→ **REQUIRED ACTION**
Within the entries below, every line containing "improvements" is to be copied.

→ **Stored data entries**
# # # #

PR #1679, opened 2024-03-28
Performance improvements to raw view loading

psavery:
In order to make scrolling through images in the raw view faster, this PR provides several speed improvements to raw view loading. On my computer, it is now about 3.2x faster if there are no display masks and no overlays. Here are the performance improvements:

1. The images dict was accidentally being created twice, which caused a performance hit. It is now only being created once.
2. If there are no masks with a border-only setting, we avoid creating separate dictionaries for display images and computed images (we can re-use the display images *as* the computed images).
3. If there are no overlays, we don't update the blit manager, which can be time-consuming.

### DIFF
--- a/hexrdgui/hexrd_config.py
+++ b/hexrdgui/hexrd_config.py
@@ -888,13 +888,13 @@ class HexrdConfig(QObject, metaclass=QSingleton):
 
     @property
     def raw_masks_dict(self):
-        return self.create_raw_masks_dict(display=False)
+        return self.create_raw_masks_dict(self.images_dict, display=False)
 
-    def create_raw_masks_dict(self, display=False):
+    def create_raw_masks_dict(self, images_dict, display=False):
         """Get a masks dict"""
         from hexrdgui.masking.mask_manager import MaskManager
         masks_dict = {}
-        for name, img in self.images_dict.items():
+        for name, img in images_dict.items():
             final_mask = np.ones(img.shape, dtype=bool)
             for mask in MaskManager().masks.values():
                 if display and not mask.visible:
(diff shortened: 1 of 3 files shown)


hexrdgui/hexrd_config.py
```diff
@@ -940,22 +940,23 @@ def create_masked_images_dict(self, fill_value=0, display=False):
...
-        raw_masks_dict = self.create_raw_masks_dict(display=display)
+        raw_masks_dict = self.create_raw_masks_dict(images_dict,
+                                                    display=display)
         for det, mask in raw_masks_dict.items():
+            img = images_dict[det]
             if has_panel_buffers:
                 panel = instr.detectors[det]
                 utils.convert_panel_buffer_to_2d_array(panel)
 
-            for name, img in images_dict.items():
```
psavery, line 949: @bnmajor I got rid of this extra loop, because it appears to be looping over detector names as well (same as the outer loop). Please let me know if I was incorrect to do so.

hexrdgui/hexrd_config.py
```diff
@@ -888,13 +888,13 @@ def images_dict(self):
...
     def raw_masks_dict(self):
-        return self.create_raw_masks_dict(display=False)
+        return self.create_raw_masks_dict(self.images_dict, display=False)
 
-    def create_raw_masks_dict(self, display=False):
+    def create_raw_masks_dict(self, images_dict, display=False):
         """Get a masks dict"""
         from hexrdgui.masking.mask_manager import MaskManager
         masks_dict = {}
-        for name, img in self.images_dict.items():
```
psavery, line 897: We are avoiding calling `self.images_dict` here because it is a computed property and takes some time to generate. Instead, the already-created `images_dict` is passed in as a function argument.

hexrdgui/hexrd_config.py
bnmajor: I think that you are correct, this was redundant code that should have been removed in a previous refactor of this function... LGTM!

bnmajor (approved):
This seems to be working well for me! Awesome!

# # # #

→ **TASK SOLUTION**
Performance improvements to raw view loading
In order to make scrolling through images in the raw view faster, this PR provides several speed improvements to raw view loading. On my computer, it is now about 3.2x faster if there are no display masks and no overlays. Here are the performance improvements:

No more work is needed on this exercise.